Ultimately, once the burden shifts back to the plaintiff, she must show, "without the benefit of the presumption, that the employer's determination was in fact the result of racial discrimination." Holcomb, 521 F.3d at 138. The plaintiff must demonstrate "by a preponderance of the evidence that the legitimate reasons offered by the defendant were not its true reasons, but were a pretext for discrimination." Tex. Dep't of Cmty. Affairs v. Burdine, 450 U.S. 248, 253 (1981). As further explained by the Supreme Court, to demonstrate pretext, a plaintiff must show " both that the [employer's offered] reason was false, and that discrimination was the real reason." St. Mary's Honor Ctr. v. Hicks, 509 U.S. 502, 515 (1993); see Fisher v. Vassar Coll., 70 F.3d 1420, 1433 (2d Cir. 1995). However, conclusory allegations of discrimination are insufficient to defeat a motion for summary judgment. See Holcomb, 521 F.3d at 137; Schwapp v. Town of Avon, 118 F.3d 106, 110 (2d Cir. 1997).

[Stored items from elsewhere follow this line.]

PR #660, opened 2022-11-29
Add feasibility builder for explicit constraints

### LINKED ISSUE #537: cheap-to-evaluate constraint

khurram-ghani:
Also includes initial notebook showing penalty-EI method. This notebook will be expanded further in the PR for constrained optimisation.


trieste/acquisition/function/function.py
```diff
@@ -468,6 +468,84 @@ def acquisition(x: TensorType) -> TensorType:
     return acquisition
 
 
+class FastConstraintsFeasibility(SingleModelAcquisitionBuilder[ProbabilisticModel]):
+    """
+    Uses the :func:`fast_constraints_feasibility` function to build a
```
uri-granta: I don't think this needs to mention that it uses `fast_constraints_feasibility` (which after all is an implementation detail)?

```suggestion
    Builder for a probability of feasiblity acquisition function that uses the residuals of 
    direct constraints defined in the search space.
```

trieste/acquisition/function/function.py
```diff
@@ -468,6 +468,84 @@ def acquisition(x: TensorType) -> TensorType:
...
+        smoothing_function: Optional[Callable[[TensorType], TensorType]] = None,
+    ):
+        """
+        :param search_space: The global search space over which the feasibility of the constraints
+            is defined.
+        :param smoothing_function: The smoothing function used for constraints residuals. The
+            default is CDF of the Normal distribution with a small scale.
+        """
+        self._search_space = search_space
+        self._smoothing_function = smoothing_function
```
uri-granta, line 499: Should we check that `search_space.has_constraints` here and raise an exception if it doesn't?

trieste/acquisition/function/function.py
```diff
@@ -468,6 +468,84 @@ def acquisition(x: TensorType) -> TensorType:
...
+    def __init__(
+        self,
+        search_space: SearchSpace,
+        smoothing_function: Optional[Callable[[TensorType], TensorType]] = None,
+    ):
+        """
+        :param search_space: The global search space over which the feasibility of the constraints
+            is defined.
+        :param smoothing_function: The smoothing function used for constraints residuals. The
+            default is CDF of the Normal distribution with a small scale.
```
uri-granta: (explicitly state the default scale so people don't have to dig through the code?)

tests/unit/acquisition/function/test_function.py
```diff
@@ -15,7 +15,7 @@
 from __future__ import annotations
```
uri-granta, line 15: Do we also want to also add an integration test case to `test_bayesian_optimization.py`? (something similar to the notebook setup perhaps)

docs/notebooks/explicit_constraints.pct.py
```diff
@@ -0,0 +1,190 @@
...
+observations = dataset.observations.numpy()
+
+_, ax = plot_function_2d(
+    ScaledBranin.objective,
+    search_space.lower,
+    search_space.upper,
+    grid_density=30,
+    contour=True,
+)
+plot_bo_points(query_points, ax[0, 0], num_initial_points, arg_min_idx)
```
uri-granta: The plot is a bit unclear for me: maybe make the dots a bit bigger and the purple one brighter? (Alternatively, ask @vpicheny for a second opinion!)

trieste/acquisition/function/function.py
```diff
@@ -468,6 +468,84 @@ def acquisition(x: TensorType) -> TensorType:
...
+) -> AcquisitionFunction:
+    """
+    :param search_space: The global search space over which the feasibility of the constraints
+        is defined.
+    :param smoothing_function: The smoothing function used for constraints residuals. The
+        default is CDF of the Normal distribution with a small scale.
+    :return: The function for probability of feasibility of constraints.
+    """
+
+    @tf.function
```
uri-granta, line 553: Looking at the notebook, it looks like this is being retraced every loop, which is not ideal! I think the issue is because ExpectedConstrainedImprovement calls the constraint function with the query points, which change shape each time. We may be able to specify an input_signature here to handle this. If you can't quickly figure it out don't worry though: I'll raise an issue since I expect it's happening for the normal ProbabilityOfFeasibility too.

uri-granta (commented):
Looks good!

trieste/acquisition/function/function.py
khurram-ghani: I copied that style from ProbabilityOfFeasibility, but I can remove it.

trieste/acquisition/function/function.py
khurram-ghani: Yes I'll add that in.

trieste/acquisition/function/function.py
khurram-ghani: Yes, `ProbabilityOfFeasibility` has that problem too. I did spend a little bit of time looking at it, but didn't try changing the signature.

trieste/acquisition/function/function.py
khurram-ghani: Done in 1e41a57.

trieste/acquisition/function/function.py
khurram-ghani: Done in 1e41a57.

trieste/acquisition/function/function.py
khurram-ghani: Done in 1e41a57.

docs/notebooks/explicit_constraints.pct.py
khurram-ghani: That is an existing plotting function. I don't think the point size can be changed from its args but the colour can be, which I now have. Also, I have made the overall figure larger. Hopefully that is good enough.

tests/unit/acquisition/function/test_function.py
khurram-ghani: This will take a bit longer to implement. I'll look into it and maybe add it as part of the next PR where we will have more optimisation methods.

uri-granta (approved):
Happy with this

trieste/acquisition/function/function.py
uri-granta: I've raised an issue, thanks: https://github.com/secondmind-labs/trieste/issues/661

PR #663, opened 2022-12-01
Add qhsri to github workflows

AlexGoodallAI:


AlexGoodallAI:
This seems to have fixed the problem with develop-deploy: https://github.com/secondmind-labs/trieste/actions/runs/3594017393

docs/notebooks/quickrun/qhsri-tutorial.yaml
```diff
@@ -0,0 +1,2 @@
+replace:
+  - { from: "num_steps=8,", to: "num_steps=1," }
```
uri-granta, line 2: (The advantage of making this a regex (`num_steps=\d+`) is that it would still work if we change the number of steps in the normal run. But since we'll get an error anyway if it doesn't match anything, fine to leave as is.)

uri-granta (approved):
LGTM!

PR #664, opened 2022-12-02
Add constraints support to EI and ECI

### LINKED ISSUE #537: cheap-to-evaluate constraint

khurram-ghani:
Switch to trust-constr optimisation method when constraints are present.
Updated explicit_constraints notebook.
New bayesian_optimization integration tests.

`ExpectedImprovement` and `ExpectedConstrainedImprovement` now take an optional search_space argument. It is optional to maintain backwards compatibility.

I also had to change `NonlinearConstraint` class to only support constraint functions that return a single output - that means a single constraint per instance. The user can still provide a list of constraints. Even though the _trieste_ code itself supports multi-output constraints, the `tfp.math.value_and_gradient` call used does not work correctly. It returns the sum of gradients instead of the jacobian required. It will require a more extensive change to support this correctly. For now I have limited the functions to be single output only.

The use of `FastConstraintsFeasibility` with `ExpectedConstrainedImprovement` is slightly modified as shown in the updated `expected_improvement` notebook. The constraints (as part of the search_space) should only be passed to `FastConstraintsFeasibility`. This is so the new functionality of constraints is bypassed in _trieste_ for the penalty method (e.g. we don't want to switch to _trust-constr_ acquisition function optimizer).


trieste/acquisition/function/function.py
```diff
@@ -98,9 +98,17 @@ class ExpectedImprovement(SingleModelAcquisitionBuilder[ProbabilisticModel]):
     of the posterior mean at observed points.
```
vpicheny, line 98: need to update the docstring to explain the `predictive_mean_fn` trick?

khurram-ghani: I have added some text. Hopefully it is clear.

trieste/acquisition/function/function.py
```diff
@@ -96,11 +96,23 @@ class ExpectedImprovement(SingleModelAcquisitionBuilder[ProbabilisticModel]):
...
+
+    In the presence of constraints in the search_space the "best" value is computed only at the
+    feasible query points. If there are no feasible points, this builder builds the
+    `NegativePredictiveMean` instead to help the optimizer find a first feasible point.
     """
 
+    def __init__(self, search_space: Optional[SearchSpace] = None):
+        """
+        :param search_space: The global search space over which the optimisation is defined.
```
uri-granta: Perhaps mention that this is only used for constraints?

trieste/acquisition/function/function.py
```diff
@@ -118,9 +130,25 @@ def prepare_acquisition_function(
         tf.debugging.Assert(dataset is not None, [tf.constant([])])
         dataset = cast(Dataset, dataset)
         tf.debugging.assert_positive(len(dataset), message="Dataset must be populated.")
-        mean, _ = model.predict(dataset.query_points)
+
+        self._predictive_mean_fn = NegativePredictiveMean().prepare_acquisition_function(
```
uri-granta: Maybe only create this when there's a search space with constraints?

trieste/acquisition/function/function.py
```diff
@@ -577,12 +626,14 @@ def __init__(
...
         constraint_builder: AcquisitionFunctionBuilder[ProbabilisticModelType],
         min_feasibility_probability: float | TensorType = 0.5,
+        search_space: Optional[SearchSpace] = None,
     ):
         """
         :param objective_tag: The tag for the objective data and model.
         :param constraint_builder: The builder for the constraint function.
         :param min_feasibility_probability: The minimum probability of feasibility for a
             "best point" to be considered feasible.
+        :param search_space: The global search space over which the optimisation is defined.
```
uri-granta: (again, maybe mention that this is only used for explicit constraints?)

tests/integration/test_constrained_bayesian_optimization.py
```diff
@@ -99,3 +107,90 @@ def observer(query_points: TensorType) -> dict[str, Dataset]:
...
+    arg_min_idx = tf.squeeze(tf.argmin(dataset.observations, axis=0))
+
+    best_y = dataset.observations[arg_min_idx]
+    best_x = dataset.query_points[arg_min_idx]
+
+    relative_minimizer_err = tf.abs(best_x - MINIMIZER)
+    # these accuracies are the current best for the given number of optimization steps, which makes
+    # this is a regression test
+
+    print("best_y:", best_y)
```
uri-granta: (do you want to keep this in or were they just for debugging?)

tests/integration/test_constrained_bayesian_optimization.py
```diff
@@ -99,3 +107,90 @@ def observer(query_points: TensorType) -> dict[str, Dataset]:
...
+
+@random_seed
+@pytest.mark.parametrize(
+    "num_steps, acquisition_function_builder",
+    [
+        pytest.param(12, ExpectedImprovement, id="ExpectedImprovement"),
+        pytest.param(12, ExpectedConstrainedImprovement, id="ExpectedConstrainedImprovement"),
+    ],
+)
+def test_constrained_optimizer_finds_minima_of_custom_problem(
```
uri-granta, line 121: How fast are these tests? If they're very slow then consider marking this with a `@pytest.mark.slow`.

tests/integration/test_constrained_bayesian_optimization.py
```diff
@@ -99,3 +107,90 @@ def observer(query_points: TensorType) -> dict[str, Dataset]:
...
+        c0 = x[..., 0] - 0.2 - tf.sin(x[..., 1])
+        c0 = tf.expand_dims(c0, axis=-1)
+        return c0
+
+    def _nlc_func1(x: TensorType) -> TensorType:
+        c1 = x[..., 0] - tf.cos(x[..., 1])
+        c1 = tf.expand_dims(c1, axis=-1)
+        return c1
+
+    constraints = [
```
uri-granta: Maybe define this as a `SingleObjectiveTestProblem` (either here or even in `trieste.objectives.single_objectives`), calling it something like `ConstrainedScaledBranin`?

uri-granta (approved):
Looks great! Just a few small comments.

trieste/acquisition/function/function.py
khurram-ghani: Done in a874ae1

trieste/acquisition/function/function.py
khurram-ghani: Done in a874ae1

trieste/acquisition/function/function.py
khurram-ghani: Done in a874ae1

tests/integration/test_constrained_bayesian_optimization.py
khurram-ghani: Ooops.. removed that in a874ae1

tests/integration/test_constrained_bayesian_optimization.py
khurram-ghani: One of them takes around 2 mins. I have added the mark in a874ae1.

tests/integration/test_constrained_bayesian_optimization.py
khurram-ghani: Added it to `single_objectives` in a874ae1. I have updated the notebook to also use the new test objective.

khurram-ghani:
The fragile failing test has been skipped and I have raised an issue for it: https://github.com/secondmind-labs/trieste/issues/666

docs/notebooks/explicit_constraints.pct.py
```diff
@@ -168,27 +145,84 @@ def constraint(input_data):
...
+
+
+plot_bo_results()
+
+# %% [markdown]
+# ## Penalty method
+#
+# ### Acquisition function (penalty method)
+#
+# An alternative to using a constrained optimization method is to construct the _expected constrained improvement_ acquisition function similar to the [inequality-constraints notebook](inequality_constraints.ipynb). However, instead of using probability of feasibility with respect to the constraint model, we construct feasibility from the explicit input constraints. Feasibility is calculated by passing all the constraints residuals (to their respective limits) through a smoothing function and taking the product.
```
vpicheny: "through a smoothing function and taking the product."

through a smooth step function and taking the product.

docs/notebooks/explicit_constraints.pct.py
```diff
@@ -168,27 +145,84 @@ def constraint(input_data):
...
+#
+# For this method only the `FastConstraintsFeasibility` class should be passed constraints via the search space. `ExpectedConstrainedImprovement` and `BayesianOptimizer` should be set up in the normal way without constraints.
```
vpicheny: That's a bit misleading. How about:

For this method, the `FastConstraintsFeasibility` class should be passed constraints via the search space. `ExpectedConstrainedImprovement` and `BayesianOptimizer` should be set up as usual.

docs/notebooks/explicit_constraints.pct.py
```diff
@@ -125,26 +105,23 @@ def constraint(input_data):
...
 
 # %% [markdown]
-# ## Acquisition function
+# ## Constrained optimization method
 #
-# We can construct the _expected constrained improvement_ acquisition function similar to the [inequality-constraints notebook](inequality_constraints.ipynb). However, instead of using probability of feasibility with respect to the constraint model, we construct feasibility from the explicit input constraints. Feasibility is calculated by passing all the constraints residuals (to their respective limits) through a smoothing function and taking the product.
+# ### Acquisition function (constrained optimization)
 #
-# Note this method penalises the expected improvement acquisition outside the feasible region. The optimizer uses unconstrained L-BFGS method to find the max of the acquistion function.
+# We can construct the _expected improvement_ acquisition function as usual. In order to handle the constraints, the search space must be passed as a constructor argument.
```
vpicheny: I don't understand "the search space must be passed as a constructor argument."

Also, I think it would make sense to explicitly build the search space in the notebook. This is possibly the main thing a user would have to replicate on their own problem?

docs/notebooks/explicit_constraints.pct.py
```diff
@@ -168,27 +145,84 @@ def constraint(input_data):
...
+
+rule = EfficientGlobalOptimization(eci)
+
+# %% [markdown]
+# ### Run the optimization loop (penalty method)
+#
+# We can now run the optimization loop.
+
+# %%
+# Note: use the search space without constraints for the penalty method.
```
vpicheny, line 245: does this search space not have constraints then? it's a bit confusing since we don't see how it's built.

trieste/acquisition/function/function.py
vpicheny: all good

vpicheny (approved):
Looks great! Just a few minor comments to improve the notebook

docs/notebooks/explicit_constraints.pct.py
khurram-ghani: Done in 72a3b9c.

docs/notebooks/explicit_constraints.pct.py
khurram-ghani: Done in 72a3b9c.

docs/notebooks/explicit_constraints.pct.py
khurram-ghani: I have resurrected the code I had previously - the constraints are explicitly created in the notebook. I also now create both the constrained and unconstrained search spaces. This text is updated; hopefully it makes more sense now.

docs/notebooks/explicit_constraints.pct.py
khurram-ghani: It does not have constraints. The markdown above mentions it. The penalty method is a bit strange to setup. The constrained search space is only passed to `FastConstraintsFeasibility` in this mode, to skip the constraints specific functionality in the other classes.

I now explicitly pass the unconstrained search space. Do you think that is clear enough now?

vpicheny: quite clear now!

docs/notebooks/explicit_constraints.pct.py
vpicheny: perfect

PR #665, opened 2022-12-02
Add NARGP multifidelity model

AlexGoodallAI:


trieste/models/gpflow/builders.py
```diff
@@ -474,3 +497,97 @@ def build_multifidelity_autoregressive_models(
     ]
 
     return gprs
+
+
+def build_multifidelity_nonlinear_autoregressive_models(
```
vpicheny, line 486: can we make the kernel type an optional argument? or does it only work with `Matern32`?

trieste/models/gpflow/builders.py
```diff
@@ -474,3 +497,97 @@ def build_multifidelity_autoregressive_models(
...
+    kernel_base_class: Type[Stationary], n_fidelities: int, n_input_dims: int, ard: bool = False
+) -> Sequence[Stationary]:
+
+    dims = list(range(n_input_dims + 1))
+    if ard:
+        lengthscales = tf.ones([n_input_dims])
+    else:
+        lengthscales = 1.0
+    scale_lengthscale = 1.0
+    kernels = [kernel_base_class(lengthscales=lengthscales)]
```
vpicheny, line 594: This assumes that the input space is always scaled such that a lenghtscale of 1.0 is a initial value. Might be best to have the `search_space` as input and use `_get_kernel`? would give you the priors for free.

Unless there is a good practical reason not to use those?

trieste/models/gpflow/models.py
```diff
@@ -1647,3 +1647,367 @@ def covariance_with_top_fidelity(self, query_points: TensorType) -> TensorType:
...
+    ):
+        """
+        :param fidelity_models: List of
+            :class:`~trieste.models.gpflow.models.GaussianProcessRegression`
+            models, one for each fidelity. The model at index 0 should take
+            inputs with the same number of dimensions as `x` and can use any kernel,
+            whilst the later models should take an extra input dimesion, and use the kernel
+            described in :cite:`perdikaris2017nonlinear`.
+        :param num_monte_carlo_samples: The number of Monte Carlo samples to use for the
+            ections of prediction and sampling that require the use of Monte Carlo methods.
```
vpicheny: typo

trieste/models/gpflow/models.py
```diff
@@ -1647,3 +1647,367 @@ def covariance_with_top_fidelity(self, query_points: TensorType) -> TensorType:
...
+        sample_var = tf.repeat(sample_var, self.monte_carlo_random_numbers.shape[0], axis=-1)[
+            ..., :, None, :
+        ]  # [..., N, 1, S]
+
+        # Repeat fidelity points for each sample to match shapes for masking
+        query_points_fidelity_col = tf.repeat(
+            query_points_fidelity_col, self.monte_carlo_random_numbers.shape[0], axis=-1
+        )[
+            ..., :, None, :
+        ]  # [N, 1, S]
```
vpicheny: I guess it's [..., N, 1, S] ?

trieste/models/gpflow/models.py
```diff
@@ -1647,3 +1647,367 @@ def covariance_with_top_fidelity(self, query_points: TensorType) -> TensorType:
...
+        # Predict for all fidelities but stop updating once we have
+        # reached desired fidelity for each query point
+        for fidelity in range(1, self.num_fidelities):
+
+            # sample_mean [..., N, 1, S]
+            # sample_var [..., N, 1, S]
+            (
+                next_fidelity_sample_mean,
+                next_fidelity_sample_var,
+            ) = self._propogate_samples_through_level(
```
vpicheny: typo: propogate

trieste/models/gpflow/models.py
```diff
@@ -1647,3 +1647,367 @@ def covariance_with_top_fidelity(self, query_points: TensorType) -> TensorType:
...
+        ) = check_and_extract_fidelity_query_points(
+            query_points, max_fidelity=self.num_fidelities - 1
+        )  # [..., N, D], [..., N, 1]
+
+        sample_mean, sample_var = self.fidelity_models[0].predict(
+            query_points_wo_fidelity
+        )  # [..., N, 1], [..., N, 1]
+
+        # Create new dimension to store samples for each query point
+        # Repeat the inital sample mean and variance 100 times and add a dimension in the
```
vpicheny: 100 -> S

trieste/models/gpflow/models.py
```diff
@@ -1647,3 +1647,367 @@ def covariance_with_top_fidelity(self, query_points: TensorType) -> TensorType:
...
+        # Repeat random numbers for each query point and add middle dimension
+        # for concatentation with query points This also means that it has the same
+        # shape as sample_var and sample_mean, so there's no broadcasting required
+        # Note: at the moment we use the same monte carlo values for every value in the batch dim
+        reshaped_random_numbers = tf.repeat(
+            tf.transpose(self.monte_carlo_random_numbers), N, axis=-2
+        )[
+            ..., None, :
+        ]  # [..., N, 1, S]
+        samples = reshaped_random_numbers * tf.sqrt(sample_var) + sample_mean  # [..., N, 1, S]
```
vpicheny, line 1876: actually I think that if `sample_var` and `sample_mean` are of shape `[..., N, 1, 1]` this will just broadcast? so you don't need the repeats above. But looks like they are useful for the mask?

trieste/models/gpflow/models.py
```diff
@@ -1647,3 +1647,367 @@ def covariance_with_top_fidelity(self, query_points: TensorType) -> TensorType:
...
+        """
+
+        (
+            query_points_wo_fidelity,
+            query_points_fidelity_col,
+        ) = check_and_extract_fidelity_query_points(
+            query_points, max_fidelity=self.num_fidelities - 1
+        )  # [..., N, D], [..., N, 1]
+
+        sample_mean, sample_var = self.fidelity_models[0].predict(
```
vpicheny, line 1801: naive question: is this what we want to do? i.e. use a single sample mean and var and duplicate it? or would we ideally want S values of `sample_mean` and `sample_var`?

trieste/models/gpflow/models.py
```diff
@@ -1647,3 +1647,367 @@ def covariance_with_top_fidelity(self, query_points: TensorType) -> TensorType:
...
+            self.monte_carlo_random_numbers.shape[0],
+            axis=-1,
+        )  # [..., N, D, S]
+        qp_augmented = tf.concat([qp_repeated, samples], axis=-2)  # [..., N, D+1, S]
+
+        # Flatten sample dimension to n_qp dimension to pass through predictor
+        # Switch dims to make reshape match up correct dimensions for query points
+        # Use Einsum to switch last two dimensions
+        qp_augmented = tf.linalg.matrix_transpose(qp_augmented)  # [..., N, S, D+1]
+        flat_qp_augmented = tf.reshape(qp_augmented, shape=[*B, N * S, D + 1])  # [..., N*S, D+1]
```
vpicheny: we have `flatten_leading_dims` here https://github.com/secondmind-labs/trieste/blob/develop/trieste/utils/misc.py#L240

not sure if it would be useful?

trieste/models/gpflow/models.py
AlexGoodallAI: Yeah, I did everything explicitly and avoided broadcasting to try and keep better track of everything. But yes, I think for mask it's useful to have everything the same shape or it can get confusing (for me at least!)

trieste/models/gpflow/models.py
AlexGoodallAI: Yeah, I think this was something we discussed, and may not have been completely sure on. In the function that is called shortly after we then use the random numbers to turn the repeats into a Cartesian product of [sample, monte carlo random number]. I think that is how we get to the S values of `sample_mean` and `sample_var`

trieste/models/gpflow/models.py
AlexGoodallAI: Yes, that seems to do what I need it to, thanks!

trieste/models/gpflow/builders.py
AlexGoodallAI: We could do. We'd have to extend `_get_kernel` to work for arbitrary kernels if we also want to allow the base kernels be arbitrary for this model. There's also a little bit of trickiness of not fully knowing what the input space is for the models for fidelity 1+ because they take outputs from the lower fidelity as inputs, but maybe there's a straightforward solution or good heuristic for this

trieste/models/gpflow/builders.py
```diff
@@ -474,3 +475,108 @@ def build_multifidelity_autoregressive_models(
...
+    # Split data into fidelities
+    data = split_dataset_by_fidelity(dataset=dataset, num_fidelities=num_fidelities)
+
+    _validate_multifidelity_data_modellable(data, num_fidelities)
+
+    # Input dim requires excluding fidelity row
+    input_dim = dataset.query_points.shape[1] - 1
+
+    # Create kernels
+    kernels = _create_multifidelity_nonlinear_autoregressive_kernels(
```
vpicheny, line 521: looks like you can't change `ard` option to `True`, so need to make it also an optional argument of the builder?

trieste/models/gpflow/builders.py
vpicheny: Right, forgot about the `kernel_base_class` input. It's probably worth modifying `get_kernel`? but not straightforward because we'd need to also have an ard argument.

I agree that the last dimension is going to be tricky... can't think of a good heuristic unless we have access to the data here, which is not the case...

vpicheny: if we leave it as it is, it will break if people use it on search_spaces that are not rescaled to approximately [0, 1], so it's probably worth doing a little bit extra work? on the other hand if changing get_kernel looks too complicated we can leave it as it is, perhaps add some sort of warning in the docstring?

trieste/models/gpflow/models.py
vpicheny: I think I got mislead by the name `sample_mean` - at this point it's actually just a call to `predict` so it's a deterministic value.

trieste/models/gpflow/models.py
vpicheny: if this doesn't incur any extra cost (or memory print) then it's not worth bothering I guess?

trieste/models/gpflow/models.py
AlexGoodallAI: Ah yes, sorry, I think the naming is bad here

vpicheny (approved):

PR #668, opened 2022-12-08
Allow dataset/model tags to be arbitrary hashables

uri-granta:
This handles the case when datasets/models are indexed by something more complicated than a unique string.

Only annoyance is in some of the unit tests: because `Mapping[KT, VT]` is invariant in KT, we have to tell the type checker that the various  dictionaries of the form `{"foo": model}` that the tests use are actually `Mapping[Tag, Model]` not `Mapping[str, Model]`. The simplest way to do this is to predefine the tags, e.g. `FOO: Tag = "foo"`.


hstojic (approved):
seems good to me - what's the underlying motivation for this? I thought there might be an issue related to it?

While defendants "deny that [Daniel] can establish a prima facie case, " their argument focuses on steps two and three of the burden-shifting analysis: whether defendants had a legitimate, non-discriminatory reason for terminating Daniel and, if so, whether Daniel can demonstrate that this reason was a pretext for discrimination. (Dkt. No. 43, Attach. 1 at 13 n.3.) Defendants first argue that Daniel was terminated for a legitimate, non-discriminatory reason - specifically, her violation of AutoZone's workplace violence policy - and have supported this assertion with an affidavit from Bush, who indicates that Daniel was terminated specifically for violating the store policy. (Dkt. No. 43, Attach. 1 at 13-14; Dkt. No. 41, Attach. 6 ¶¶ 12-13, 15.) Defendants have also provided reports from Reitz's interviews with various employees during her investigation, which corroborate her findings that an altercation did occur between Daniel and Martin. (Dkt. No. 42, Attach. 1 at 2; Dkt. No. 42, Attach. 3 at 2; Dkt. No. 42, Attach. 4 at 3.) Daniel does not directly refute this stated reason for her termination, and, tellingly, Daniel herself testified that she did not report the incident between herself and Martin to her employer because she "knew it would lead to termination for both" her and Martin. (Dkt. No. 41, Attach. 2 at 48.) Courts have routinely held that violation of a company policy is a legitimate, nondiscriminatory basis for termination of an employee. See Giudice v. Red Robin Int'l, Inc., 555 F.Appx. 67, 69 (2d Cir. 2014); Shumway v. United Parcel Serv., Inc., 118 F.3d 60, 65 (2d Cir. 1997); Pealo v. AAF McQuay, Inc., 140 F.Supp.2d 233, 239-40 (N.D.N.Y. 2001) (finding that violation of a company's harassment policy constituted a legitimate, nondiscriminatory basis for termination).

Accordingly, the burden shifts to Daniel to demonstrate that this reason is a pretext for race- or gender-based discrimination. In her memorandum, Daniel offers almost no response to defendants' arguments on her discriminatory termination claim. Without pointing to any evidence in particular, she merely states that "[t]here is substantial evidence that casts doubt" on defendants' stated reason for her termination, and that ultimately a jury should "consider the evidence of discrimination throughout [her] employment" in determining whether discriminatory animus was the true motivation for her termination. (Dkt. No. 46 at 9.)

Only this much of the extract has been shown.